DATA UNDER STUDY below:

PR #4997, opened 2025-11-16
feat(signals): provide support for scoped events

### LINKED ISSUE #4776: `@ngrx/signals/events`: Provide Support for Scoped Events

signals

### Information

Currently, all events are dispatched using the globally provided `Dispatcher`. However, there are at least two scenarios where having scoped dispatchers and event handling would be beneficial:

- **Local state management:** When multiple instances of the same component are initialized, each with its own store instance, events dispatched from a specific component instance should be handled exclusively by the store instance associated with that same component.
- **Microfrontends:** Each microfrontend may require its own isolated dispatcher.

### Solution

This functionality can be introduced by supporting a tree of dispatchers. Components or microfrontends that require a scoped dispatcher can use the `provideDispatcher` function. In the following example, events dispatched from `MyComponent` can only be handled by stores provided at the same level (`MyComponent`) or in its descendants.

```ts
import { event, provideDispatcher } from '@ngrx/signals/events';

const myEvent = event('myEvent');

@Component({
  providers: [
    provideDispatcher(),
    MyStore1,
    MyStore2,
  ],
})
export class MyComponent {
  readonly dispatcher = inject(Dispatcher);

  myMethod(): void {
    this.dispatcher.dispatch(myEvent());
  }
}
```

The dispatcher tree follows the same hierarchy as Angular's injector tree: events are visible to the level at which they are dispatched and to all descendants. For example, events dispatched to the root dispatcher are available to all nested dispatchers, but events dispatched to a child dispatcher are not visible to ancestors.

If needed, events can be explicitly dispatched to a parent or root dispatcher:

```ts
  myMethod(): void {
    this.dispatcher.dispatch(myEvent(), { parent: true });
    // or
    this.dispatcher.dispatch(myEvent(), { root: true });
  }
```

The proposed approach is lightweight, highly flexible, and aligns naturally with Angular’s design principles.

While it is possible to include a unique identifier in the event payload and manually filter events within reducers and effects, this approach adds unnecessary overhead and negatively impacts the developer experience. 

- [x] Yes
- [ ] No

markostanimirovic:
## PR Checklist

## PR Type

```
[ ] Bugfix
[x] Feature
[ ] Build related changes
[ ] CI related changes
[ ] Other... Please describe:
```

Closes #4776

## What is the new behavior?

```ts
// === providing scoped dispatcher: ===
{ providers: [provideDispatcher()] }

// === dispatching events to the parent/global scope: ===
// scope values: 'self' | 'parent' | 'global' ('self' by default)

const event1 = event('event1');
const event2 = event('event2');

// using Dispatcher:
const dispatcher = inject(Dispatcher);
dispatcher.dispatch(event1(), { scope: 'parent' });

// using injectDispatch:
const dispatch = injectDispatch({ event1 });
dispatch({ scope: 'global' }).event1();

// using toScope:
withEffects((_, events = inject(Events)) => ({
  $: events.on(event1).pipe(
    map(() => [event2(), toScope({ 'parent' })]),
  ),
}))

// using mapToScope:
withEffects((_, events = inject(Events)) => ({
  $: events.on(event1).pipe(
    map(() => event2()),
    mapToScope('global'),
  ),
}))
```

```
[ ] Yes
[x] No
```

### DIFF
--- a/modules/signals/rxjs-interop/spec/rx-method.spec.ts
+++ b/modules/signals/rxjs-interop/spec/rx-method.spec.ts
@@ -65,6 +65,35 @@ describe('rxMethod', () => {
       expect(results[1]).toBe(10);
     }));
 
+  it('runs with a computation function', () => {
+    TestBed.runInInjectionContext(() => {
+      const results: number[] = [];
+      const method = rxMethod<number>(
+        pipe(tap((value) => results.push(value)))
+      );
+
+      const a = signal(1);
+      const b = signal(1);
+      const multiplier = () => a() * b();
+
+      method(multiplier);
+      expect(results.length).toBe(0);
+
+      TestBed.tick();
+      expect(results[0]).toBe(1);
+
+      a.set(5);
+      expect(results.length).toBe(1);
+
+      TestBed.tick();
+      expect(results[1]).toBe(5);
+
+      b.set(2);
+      TestBed.tick();
+      expect(results[2]).toBe(10);
+    });
+  });
+
   it('runs with void input', () => {
     const results: number[] = [];
     const subject$ = new Subject<void>();
--- a/modules/signals/rxjs-interop/src/rx-method.ts
+++ b/modules/signals/rxjs-interop/src/rx-method.ts
@@ -4,8 +4,6 @@ import {
   effect,
   inject,
   Injector,
-  isSignal,
-  Signal,
   untracked,
 } from '@angular/core';
 import { isObservable, noop, Observable, Subject } from 'rxjs';
@@ -15,7 +13,7 @@ type RxMethodRef = {
 };
 
 export type RxMethod<Input> = ((
-  input: Input | Signal<Input> | Observable<Input>,
+  input: Input | (() => Input) | Observable<Input>,
   config?: { injector?: Injector }
 ) => RxMethodRef) &
   RxMethodRef;
@@ -34,7 +32,7 @@ export function rxMethod<Input>(
   sourceInjector.get(DestroyRef).onDestroy(() => sourceSub.unsubscribe());
 
   const rxMethodFn = (
-    input: Input | Signal<Input> | Observable<Input>,
+    input: Input | (() => Input) | Observable<Input>,
     config?: { injector?: Injector }
   ): RxMethodRef => {
     if (isStatic(input)) {
@@ -62,7 +60,7 @@ export function rxMethod<Input>(
     const instanceInjector =
       config?.injector ?? callerInjector ?? sourceInjector;
 
-    if (isSignal(input)) {
+    if (typeof input === 'function') {
       const watcher = effect(
         () => {
           const value = input();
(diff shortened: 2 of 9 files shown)


markostanimirovic:
@rainerhahnekamp Yes, I'll add a new section 'Scoped Events' without changing existing content from the Events page because the previous behavior remained the same.

modules/signals/events/src/index.ts
```diff
@@ -1,9 +1,15 @@
...
 export { eventGroup } from './event-creator-group';
 export { EventInstance } from './event-instance';
-export { Events } from './events-service';
+export {
+  EventScope,
+  EventScopeConfig,
+  mapToScope,
+  toScope,
+} from './event-scope';
+export { Events, ReducerEvents } from './events-service';
```
rainerhahnekamp, line 12: That is important for the event tracker in the toolkit. 👍

modules/signals/events/src/dispatcher.ts
```diff
@@ -30,9 +31,67 @@ import { Events, EVENTS, ReducerEvents } from './events-service';
...
+ *
+ * ```ts
+ * import { Dispatcher, event } from '@ngrx/signals/events';
+ *
+ * const increment = event('[Counter Page] Increment');
+ *
+ * \@Component({
+ *   \/* ... *\/
+ *   providers: [provideDispatcher()],
+ * })
```
timdeschryver, line 72: Is there a reason to escape these?
In VSCode this gives the following result:

Image

```suggestion
 * @Component({
 *   /* ... */
 *   providers: [provideDispatcher()],
 * })
```

modules/signals/events/src/event-scope.ts
```diff
@@ -0,0 +1,103 @@
...
+ *             ],
+ *           }),
+ *         ),
+ *       ),
+ *     ),
+ *   })),
+ * );
+ * ```
+ */
+export function toScope(scope: EventScope): EventScopeConfig {
```
timdeschryver, line 55: An open question about the naming of this function, sorry I should've mentioned this in the RFC.
What about renaming it to `withScope`, I think this makes the intent easier to read.

```ts
[loadSuccess(), withScope('global')]
// or
[loadSuccess(), scopedTo('global')]
```


I'm also fine with `toScope` though.

markostanimirovic: I'd keep the `toScope` name for consistency with `mapToScope`, but also to distinguish it from SignalStore features that have the `with` prefix.

In general, this helper is not required (we can directly return `[loadedSuccess(), { scope: 'global' }]`), but I added it for a bit better DX - to avoid typos and enable autocompletion in IDEs for the scope name. Anyway, `mapToScope` will be the common way to change the default event scope in the effect, while `toScope` can be used if we want to have more granular control and have different scopes for success and error events, which would be a rare case.

modules/signals/events/src/dispatcher.ts
markostanimirovic: I removed unnecessary second backslashes in: `\/* ... \/`. The first one is required. Otherwise, it's not displayed properly:

Screenshot 2025-11-22 at 16 22 34

Regarding a backslash before the `@Component` decorator, it's needed to avoid treating `@Component` as a JSDoc annotation.

modules/signals/events/src/event-scope.ts
timdeschryver: Sounds good 👍
Thanks!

End of DATA UNDER STUDY.

Look above and repeat, character for character, the lines from the first one to the line with "- **Microfrontends:** Each", counting both.

YOUR SOLUTION:
PR #4997, opened 2025-11-16
feat(signals): provide support for scoped events

### LINKED ISSUE #4776: `@ngrx/signals/events`: Provide Support for Scoped Events

signals

### Information

Currently, all events are dispatched using the globally provided `Dispatcher`. However, there are at least two scenarios where having scoped dispatchers and event handling would be beneficial:

- **Local state management:** When multiple instances of the same component are initialized, each with its own store instance, events dispatched from a specific component instance should be handled exclusively by the store instance associated with that same component.
- **Microfrontends:** Each microfrontend may require its own isolated dispatcher.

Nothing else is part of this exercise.